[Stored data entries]
PR #1503, opened 2026-04-27
OCD-4307: remove flaky tests after UI updates

ashwinimore:


andlar (dismissed):

kekey1 (dismissed):

andlar (dismissed):

andlar (dismissed):

test/specs/inactive-certificates-search.readonly.e2e.js
```diff
@@ -6,6 +6,7 @@ describe('the Inactive Certificates Search page', () => {
   beforeEach(async () => {
     page = new InactiveCertificatesSearchPage();
     await page.open();
+    await page.isTableVisible();
```
andlar: If this check is useful for the inactive-certificates page, then it would probably be useful for _all_ of the search pages that are like this, and if that's the case, then the check ought to be part of the base pageobject's `await page.open()` command

ashwinimore: I wanted to test this on the failed test in the AQA plan to see if it helps resolve the issue. I'll update it so that it can be used across all search pages.

andlar (approved):

PR #476, opened 2025-02-14
test(tree): use golden file to preserve ANSI sequences

bashbunni:
This might be a "fix" rather than "test" conventional commit, but this fixes a test that is broken on master. Not sure if/how this ever passed since it was giving a styled output despite the `want` value not being styled. This change uses a golden file to track the style changes (resulting ANSI sequences) in the test output.

Didn't work on `v1.0.0` either 🤷


bashbunni:
Oh right, it's because the terminal used for GitHub actions doesn't have colour capability, so the test was passing with GitHub actions and failing locally... Now this fails CI 😂 We can either add `lipgloss.SetColorProfile(termenv.TrueColor)
` at the beginning of this test to force coloured output in GH actions or not use a golden file and compare `want` to `ansi.Strip(table.String())` and ignore the colours in the test

aymanbagabas (approved):

meowgorithm (approved):

PR #479, opened 2025-02-24
feat(table): improve sizing and behavior: wrap by default, overflow optionally

andreynering:
Hey everybody,

The whole work took me multiple days to get right, with a lot of testing and back-and-fourth.

I think it is very close to the ideal now. We may want to do small adjustments, and in this regard I ask for your opinion.

Highlights:

- The whole resizing logic was moved into a separate file, using multiple functions. Before, it was all done inside the  `Table.String()` function.
- Wrapping will now happen by default.
- If wrapping is disabled with `t.Wrap(false)`, the behavior of adding a trailing `…` is now fixed. Before, it was just cutting the content most of the time.

---

> [!NOTE]
> There are many issues related to table rendering. I think this PR might fix all of them. I vote to close all these issues to clean the list up, and if any user still face any minor issue, they can still comment or open new issues to let us know.

- Closes https://github.com/charmbracelet/lipgloss/issues/459
- Closes https://github.com/charmbracelet/glamour/issues/344
- Closes https://github.com/charmbracelet/lipgloss/issues/465
- Closes https://github.com/charmbracelet/lipgloss/issues/468
- Closes https://github.com/charmbracelet/lipgloss/issues/406
- Closes https://github.com/charmbracelet/lipgloss/issues/400
- Closes https://github.com/charmbracelet/lipgloss/issues/381
- Closes https://github.com/charmbracelet/lipgloss/issues/355
- Closes https://github.com/charmbracelet/lipgloss/issues/261
- Previous work: https://github.com/charmbracelet/lipgloss/pull/466
- Previous work: https://github.com/charmbracelet/lipgloss/compare/master...table-auto-wrap

---

Screenshots

<details><summary>Before</summary>

Screenshot 2025-02-24 at 17 37 36

</details> 

<details><summary>After</summary>

Screenshot 2025-02-24 at 17 33 48

Screenshot 2025-02-24 at 17 35 06

</details>

PR #481, opened 2025-02-26
chore: add .editorconfig

aymanbagabas:
This adds an .editorconfig file to the repository to help maintain consistent formatting across the codebase. Particularly, it sets the final newline behavior for golden files. This is based on https://github.com/charmbracelet/lipgloss/pull/479

### DIFF
--- a/.editorconfig
+++ b/.editorconfig
@@ -1,0 +1,18 @@
+# https://editorconfig.org/
+
+root = true
+
+[*]
+charset = utf-8
+insert_final_newline = true
+trim_trailing_whitespace = true
+indent_style = space
+indent_size = 2
+
+[*.go]
+indent_style = tab
+indent_size = 8
+
+[*.golden]
+insert_final_newline = false
+trim_trailing_whitespace = false
--- a/.gitattributes
+++ b/.gitattributes
@@ -1,0 +1,1 @@
+*.golden linguist-generated=true -text
--- a/.vscode/settings.json
+++ b/.vscode/settings.json
@@ -1,4 +1,0 @@
-{
-  "files.trimTrailingWhitespace": false,
-  "files.insertFinalNewline": false
-}


.editorconfig
```diff
@@ -0,0 +1,9 @@
+root = true
+
+[*]
+end_of_line = lf
+charset = utf-8
+
+[table/table_test.go, *.golden]
```
raphamorim, line 7: `*.golden` ?

.editorconfig
```diff
@@ -0,0 +1,9 @@
+root = true
+
+[*]
+end_of_line = lf
```
raphamorim, line 4: suggestions to add:

```suggestion
end_of_line = lf
indent_style = space
indent_size = 2

[*.md]
indent_size = 4
trim_trailing_whitespace = false
```

.editorconfig
raphamorim, line 7: why not `*.go`?

raphamorim: if make sense prob will be good to include `go.mod,go.sum,*.go`

andreynering (approved):

.editorconfig
andreynering, line 7: Ideally, we should refactor all table tests to use `.golden` files. Then, we won't need a special rule for `table/table_test.go` anymore.

aymanbagabas: Golden files are used for testing

raphamorim: alright, it's used for testing

.editorconfig
```diff
@@ -0,0 +1,9 @@
...
+charset = utf-8
+
+[table/table_test.go, *.golden]
+trim_trailing_whitespace = false
+insert_final_newline = false
```
andreynering, line 9: Reverting my accept in favor of some suggestions, actually:

* In VSCode, `[table/table_test.go, *.golden]` does not work. It doesn't work for `table_test.go` and break the rule for `*.golden`. `[*.golden]` is what works.
  * I tried to duplicate the rule for `[table/table_test.go]` but for some reason that does not work either.
* Making everything 2-space by default and only Go files `8-tab`.
* I do not recommend `end_of_line = lf` as Git for Windows handles that automatically. There is a Git option to control how files should be checked out and commmited.

```suggestion
# https://editorconfig.org/

root = true

[*]
charset = utf-8
insert_final_newline = true
trim_trailing_whitespace = true
indent_style = space
indent_size = 2

[*.go]
indent_style = tab
indent_size = 8

[*.golden]
insert_final_newline = false
trim_trailing_whitespace = false
```

andreynering (changes requested):

andreynering (approved):

.editorconfig
andreynering: NOTE: Pushed the fixes myself as we agreed on Discord.

PR #483, opened 2025-03-04
test(table): add overflow test + use golden files

bashbunni:
Tidied up some of the new wrapping tests to have the test cases follow nomenclature in other table tests in this package. Also made the tests use golden files as they were previously just logging the outputs, so would always pass. Added a test for manually setting widths on columns. These tests are failing as I don't think they are overriding the width values properly.

That said, we can probably discuss what column width ranges we might want to support? tbd


andreynering:
Hey @bashbunni,

Thank you for working on it! There was indeed a bug where we were ignoring fixed column widths.

Cascading PRs can be a bit messy on GitHub. Unless we avoid force pushes and use merge (instead of squash or rebase) on the base branch, we can get a messy diff and need to reapply the commits on the other PRs.

I just cherry-picked your commits from here to #479 with fixes and pushed them. All tests are now passing. You might want to take a look there. If you think it's better to keep a separate PR, we can still delete those commits from there and cherry-pick into a new PR, but IMO these commits belongs to #479.

bashbunni:
Hey @andreynering thank you! I'll close this one. I just wanted to give you some way to review + explain my changes before changing things in your branch 

Thanks for taking this on by the way :)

§ WHAT THE TASK ASKS
"testing" is the word to look for; copy every line of the data that has it.

§ TASK RESPONSE
The whole work took me multiple days to get right, with a lot of testing and back-and-fourth.
aymanbagabas: Golden files are used for testing
raphamorim: alright, it's used for testing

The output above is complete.